We had hoped to go on west the day we arrived, but the boat being late fixed that. I had tried for three weeks before we left Ireland to find out what would happen to my trunks and cases, especially them , when I docked, whether the railroad freight people would pick them up. I tried to find out what railroad we’d be traveling on when we got to New York. (My publisher, as it turned out, hired a travel agency to handle all this detail, and I was to be met by a man who would nurse us through customs, etc.) I called from Newfoundland, off Newfoundland, that is, to say we’d be late but didn’t manage to get a word in edgewise; the girl at the publisher’s kept saying DO NOT WORRY. NO MATTER WHAT TIME YOUR SHIP DOCKS, OUR MAN WILL BE THERE TO MEET YOU. Me: “About the freight…” DO NOT WORRY. THAT’S IN THE PACKAGE TOO. “About the train, our Pullman reservations…” DO NOT WORRY. Me: “Well, thank you.” THANK YOU ! WE ARE CANCELING OUR CABLE TO YOU SAYING DO NOT WORRY. “Yes. Well, thank you.” THANK YOU FOR CALLING.
As it turned out, I had to pay the Century Transportation Company for transporting my packing cases to, as it turned out, a trucking shipper; because of the airline strikes, there was trouble about the Pullman reservations, so that we were left with one unredeemable double bedroom ($25), my ship-to-shore call not having been conveyed to the travel agency; no allowance was made for “family plan” from Chicago to Minnesota ($25 loss); the [travel agency’s] man left early, after being absent for the first fifteen minutes after disembarkation (picture man and wife and five children standing under the letter P not worrying).
Betty and children got out of it, though with no night clothing, and three hours later I followed, having had the worst time of my life.
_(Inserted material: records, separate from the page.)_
PR #653, opened 2024-06-06
fix links to SDK website

mathren:
Stumbled upon a few rotten links in the documentation FAQ and fixed them.


mathren:
Added a commit that fix the tutorial for extending MESA. The examples where still using `rsol` (now renamed to `rsun`), `safe_log10_cr` (now just `log10`) and `s%P` (now `s%Peos`).

Thanks to Christian Burt for finding these little inconsistencies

The cooper who axed into the packing cases in which I had things like a Sheraton barometer, Waterford glass decanters, and satinwood cane chairs cut his finger and therefore had to be adequately compensated for his injury: my heart broke to see how he nailed up the cases again (for which I had had stencils made which said FRAGILE and an arrow pointing up), but I was able to have them strapped with steel bands by paying the Mafia. I got a very good deal from Al of Century Transportation Company, who thought I ought to “take care” of Joe, who was writing up the tickets for the packing cases; Joe later thought I ought to take care of Al, who had given me a very good deal; and so on; and on.
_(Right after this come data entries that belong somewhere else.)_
PR #669, opened 2024-06-26
adding parallel do simd

pmocz:
I am using Caliper (https://software.llnl.gov/Caliper/) to profile parts of the code and understand why scaling typically plateaus beyond 12 cores. Some of it has to do with overhead + small simulation size. But I am detecting some unparallelized code

Here, I've changed `!$omp simd` -->  `!$omp parallel do simd`  to ensure loops are not only vectorized but multi-threaded. The scaling is improved and the 2024 MESA summer school day 1 minilab1.1_5M and a couple seconds are shaved off runtime.

image

### DIFF
--- a/star/private/star_bcyclic.f90
+++ b/star/private/star_bcyclic.f90
@@ -75,12 +75,13 @@
 
          ierr = 0
          neq = nvar*nz
-         !$omp simd
+         !$OMP PARALLEL DO SIMD
          do i = 1,nvar*neq
             lblkF1(i) = lblk1(i)
             dblkF1(i) = dblk1(i)
             ublkF1(i) = ublk1(i)
          end do
+         !$OMP END PARALLEL DO SIMD
 
          if (dbg) write(*,*) 'start bcyclic_factor'
 
--- a/star/private/star_solver.f90
+++ b/star/private/star_solver.f90
@@ -1016,11 +1016,11 @@
                call start_time(s, time0, total_time)
             end if
             
-            !$OMP SIMD
+            !$OMP PARALLEL DO SIMD
             do i=1,neq
                b1(i) = -equ1(i)
             end do
-            !$OMP END SIMD
+            !$OMP END PARALLEL DO SIMD
             
             if (s% use_DGESVX_in_bcyclic) then
                !$OMP PARALLEL DO SIMD
--- a/star/private/star_solver.f90
+++ b/star/private/star_solver.f90
@@ -1016,30 +1016,33 @@
                call start_time(s, time0, total_time)
             end if
             
-            !$omp simd
+            !$OMP PARALLEL DO SIMD
             do i=1,neq
                b1(i) = -equ1(i)
             end do
+            !$OMP END PARALLEL DO SIMD
             
             if (s% use_DGESVX_in_bcyclic) then
-               !$omp simd
+               !$OMP PARALLEL DO SIMD
                do i = 1, nvar*nvar*nz
                   save_ublk1(i) = ublk1(i)
                   save_dblk1(i) = dblk1(i)
                   save_lblk1(i) = lblk1(i)
                end do
+               !$OMP END PARALLEL DO SIMD
             end if
             
             call factor_mtx(ierr)
             if (ierr == 0) call solve_mtx(ierr)
             
             if (s% use_DGESVX_in_bcyclic) then
-               !$omp simd
+               !$OMP PARALLEL DO SIMD
                do i = 1, nvar*nvar*nz
                   ublk1(i) = save_ublk1(i)
                   dblk1(i) = save_dblk1(i)
                   lblk1(i) = save_lblk1(i)
                end do
+               !$OMP END PARALLEL DO SIMD
             end if
 
             if (s% doing_timing) then
--- a/star/private/star_solver.f90
+++ b/star/private/star_solver.f90
@@ -1016,11 +1016,11 @@
                call start_time(s, time0, total_time)
             end if
             
-            !$OMP PARALLEL DO SIMD
+            !$OMP SIMD
             do i=1,neq
                b1(i) = -equ1(i)
             end do
-            !$OMP END PARALLEL DO SIMD
+            !$OMP END SIMD
             
             if (s% use_DGESVX_in_bcyclic) then
                !$OMP PARALLEL DO SIMD


earlbellinger:
Excellent! On the testhub it looks like there's an RSP failure, but I can't immediately tell if it's related 
https://testhub.mesastar.org/bugfix%2Fpmocz%2Fparallel-simd/commits/c5b2818

warrickball:
That's the commit, shared with `main`, where this branch starts. You really want [this commit](https://testhub.mesastar.org/bugfix%2Fpmocz%2Fparallel-simd/commits/54709ce).

The failure is a long-running mixed result because it's failed on `bluebear_ifort` for agees.

warrickball:
Results generally look [good](https://testhub.mesastar.org/bugfix%2Fpmocz%2Fparallel-simd/commits/54709ce). I've been comparing some results for `bluebear_ifort`, since this commit and the faster two of the three commits on the [previous commit](https://testhub.mesastar.org/bugfix%2Fpmocz%2Fparallel-simd/commits/c5b2818) should be happening under very similar conditions (in particular, the same subset of CPU model).

@evbauer, how consistent should `cannon_conroy_intel` be? It seems to quite often be *slower* after these changes. e.g. for `12M_pre_ms_to_core_collapse` it took [~18m after these changes](https://testhub.mesastar.org/bugfix%2Fpmocz%2Fparallel-simd/commits/54709ce/test_cases/star/12M_pre_ms_to_core_collapse) vs [~17m before](https://testhub.mesastar.org/bugfix%2Fpmocz%2Fparallel-simd/commits/c5b2818/test_cases/star/12M_pre_ms_to_core_collapse). 

It seems quite clear that the code changes are an improvement. I'm not sure offhand if we need to specify which are the private variables in the `OMP` directive but I assume not in such a simple case.

warrickball:
To be fair, on `bluebear_ifort`, `wd_nova_burst` was a bit slower [after the changes (~6.6m)](https://testhub.mesastar.org/bugfix%2Fpmocz%2Fparallel-simd/commits/54709ce/test_cases/star/wd_nova_burst) than [before (~5.5m)](https://testhub.mesastar.org/bugfix%2Fpmocz%2Fparallel-simd/commits/c5b2818/test_cases/star/wd_nova_burst). It might just be short runs where the variance on the systems doesn't make the benefits as clear but I don't doubt this is an improvement.

warrickball (approved):

pmocz:
Am I reading this correctly? There is quite a large increase in the timing after my changes on `16M_conv_premix` on `cannon_conroy_intel` : [after](https://testhub.mesastar.org/bugfix%2Fpmocz%2Fparallel-simd/commits/54709ce/test_cases/star/16M_conv_premix)  and [before](https://testhub.mesastar.org/bugfix%2Fpmocz%2Fparallel-simd/commits/c5b2818/test_cases/star/16M_conv_premix) . This looks worrisome to me, but I am unsure why there is a large increase in timing for this test

pmocz:
> Am I reading this correctly? There is quite a large increase in the timing after my changes on `16M_conv_premix` on `cannon_conroy_intel` : [after](https://testhub.mesastar.org/bugfix%2Fpmocz%2Fparallel-simd/commits/54709ce/test_cases/star/16M_conv_premix) and [before](https://testhub.mesastar.org/bugfix%2Fpmocz%2Fparallel-simd/commits/c5b2818/test_cases/star/16M_conv_premix) . This looks worrisome to me, but I am unsure why there is a large increase in timing for this test

Although, I do see a large increase/blip in the timing of this test at an earlier time as well: https://testhub.mesastar.org/bugfix%2Fpmocz%2Fparallel-simd/commits/16b6401/test_cases/star/16M_conv_premix

evbauer:
I just had cannon rerun `16M_conv_premix` on the [after](https://testhub.mesastar.org/bugfix%2Fpmocz%2Fparallel-simd/commits/54709ce/test_cases/star/16M_conv_premix) commit, and this time the runtime looks totally normal.

I will say that Cannon occasionally has filesystem issues that cause very slow reads/writes. I don't know if that's what happened in this case, but at least I think we can rule out that your commit was to blame for the slowdown.

pmocz:
I reran more testing as well, and results are consistent with small speedup. To view history of each test problem, one can take a look at e.g.  https://testhub.mesastar.org/bugfix%2Fpmocz%2Fparallel-simd/test_cases/star/1M_pre_ms_to_wd?utf8=%E2%9C%93&history_type=show_instances&start_date=2024-05-28&end_date=2024-06-27&computers=bluebear_ifort&status=&commit=Search

I believe this PR will be good to merge.

Debraheem (approved):
I think it would be nice to do one more empty "[ci optional]" commit to test the speed up on the optional inlists.I'm particularly curious how the longer test suites like pms_to_cc fare.

pmocz:
> I think it would be nice to do one more empty "[ci optional]" commit to test the speed up on the optional inlists.I'm particularly curious how the longer test suites like pms_to_cc fare.

Great idea! I'm running it now. Which test is it exactly? I'm seeing some nice speedup on some of the longer tests, e.g.: https://testhub.mesastar.org/bugfix%2Fpmocz%2Fparallel-simd/test_cases/star/make_pre_ccsn_13bvn

Debraheem:
Nice, https://testhub.mesastar.org/bugfix%2Fpmocz%2Fparallel-simd/test_cases/star/20M_pre_ms_to_core_collapse, am i right in saying that for these two cases the run time was cut in half?

pmocz:
> Nice, https://testhub.mesastar.org/bugfix%2Fpmocz%2Fparallel-simd/test_cases/star/20M_pre_ms_to_core_collapse, am i right in saying that for these two cases the run time was cut in half?

Looks like it!

Debraheem:
Wow, even the [1M_pre_ms_to_wd](https://testhub.mesastar.org/bugfix%2Fpmocz%2Fparallel-simd/test_cases/star/1M_pre_ms_to_wd) appears 2x as fast now!

fxt44:
rolling full test suites on b92a98b; m1 and intel macs.

pmocz:
> Wow, even the [1M_pre_ms_to_wd](https://testhub.mesastar.org/bugfix%2Fpmocz%2Fparallel-simd/test_cases/star/1M_pre_ms_to_wd) appears 2x as fast now!

Wait! It looks like the # threads used on a test is not consistent across runs. It's not shown in the columns by default. Sometimes it's 8 and sometimes it's 16. I think the speedup we see is consistent with just shaving off a few seconds

evbauer:
Nice catch on the different thread counts @pmocz!

A bit of background on why this is the case... A while ago Rob and I decided to try moving the longest running tests to the beginning of `do1_test_source` so that their jobs would launch first, improving the net turnaround time for complete testing of a commit. I also set Cannon up so that the first 10 tests get 16 cores, while the rest of the tests all run on 8. That way the really long-running ones like `ppisn` and `1M_pre_ms_to_wd` can run to completion somewhat faster.

In addition to the automated testing that picks up and tests every commit, Cannon has a separate scheduled nightly job to run the head of `main` (if it hasn't already been run), and do a couple extra things:
* ignore the `[ci optional]` flag and always run all optional inlists
* force push test logs to the logs server, even for tests that are passing

That way in theory we always have a recent reference point including what log info should look like for each test. This nightly run isn't time-sensitive, so I didn't bother to give the longest-running tests 16 cores for faster turnaround.

But if all this makes interpreting the timing history too complicated, maybe I should go ahead and make the nightly runs have the same core counts as the regular runs for consistency on Cannon.

fxt44:
> This PR should speed up Mesa by a small percent

we'll take it. first blood pmocz!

I managed to borrow forty dollars the next day from a friend in New York, and so we left in a blaze of prosperity for Chicago. The train was an hour and a half late, and our plans went awry again. But we did get to St Paul ultimately, and then here by car. The barometer is on the wall in this knotty-pine basement room, and an 18th-century print also, both fruits of my attendance at auctions in Dublin, and the trunks, which went as baggage, finally arrived, after a week of not worrying about them. (I relaxed Sunday afternoon in N.Y. and forgot to redeem them at Penn Station and arrange that they be sent on as baggage, relaxed with Betty and my friend and his wife over some of our duty-free Irish whiskey, that is.)